10:00 – 12:57 10:00-12:57
The instructor reviews the calculations and identifies the years when February 29th falls on a Monday. He writes '2016 -> Monday', '2020 -> Wednesday', '2024 -> Friday', '2028 -> Sunday', '2032 -> Tuesday', '2036 -> Thursday', '2040 -> Saturday', '2044 -> Monday', '2048 -> Wednesday', '2052 -> Friday', '2056 -> Sunday', '2060 -> Tuesday', '2064 -> Thursday', '2068 -> Saturday', '2072 -> Monday', '2076 -> Wednesday', '2080 -> Friday', '2084 -> Sunday', '2088 -> Tuesday', '2092 -> Thursday', '2096 -> Saturday'. He then realizes that he made a mistake and corrects it, stating that 2044 is a Monday. He then calculates the next Monday, which is 2076, and the next one, which is 2096. He concludes that the birthdays on Monday are in 2016, 2044, 2076, and 2096, for a total of 4 birthdays. He then briefly answers a second question about the number of days in 'x' weeks, which is 7x.

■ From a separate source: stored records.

PR #2439, opened 2023-06-01
Adv/meta data

antonydellavecchia:
A start on storing meta data for serialized objects

### DIFF
--- a/src/Serialization/main.jl
+++ b/src/Serialization/main.jl
@@ -25,10 +25,15 @@ end
 
 const backref_sym = Symbol("#backref")
 
-struct MetaData
-    author::Union{String, Vector{String}}
-    name::String
-    email::String
+@Base.kwdef struct MetaData
+    author::Union{String, Vector{String}, Nothing} = nothing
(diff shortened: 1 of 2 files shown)


src/Serialization/main.jl
```diff
@@ -26,6 +25,17 @@ end
 
 const backref_sym = Symbol("#backref")
 
+@Base.kwdef struct MetaData
+    author::Union{String, Vector{String}, Nothing} = nothing
+    name::Union{String, Nothing} = nothing
+    email::Union{String, Nothing} = nothing
+    affiliation::Union{String, Nothing} = nothing
```
lkastner: I propose to condense this into
```suggestion
    author_orcid::Union{String, Nothing} = nothing
    name::Union{String, Nothing} = nothing
```
The reason is that email and affiliation often change for researchers, while the orcid stays constant. Most researchers have an orcid nowadays and otherwise it's not hard to set up. If we kept email and affiliation we will very fast have data where the author cannot be contacted.

lkastner (approved):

The video presents a step-by-step solution to a calendar-based logical reasoning problem. The core concept is that the day of the week for a date in a leap year advances by 2 days every 4 years due to the extra day in the leap year. The instructor systematically applies this rule to calculate the day of the week for February 29th in each leap year from 2020 to 2096. By identifying the pattern of the day of the week, he determines that the birthday falls on a Monday in 2016, 2044, 2076, and 2096, resulting in a total of 4 birthdays celebrated on a Monday. The video effectively demonstrates a method for solving such problems by breaking them down into manageable steps and using a clear, visual approach on a digital whiteboard.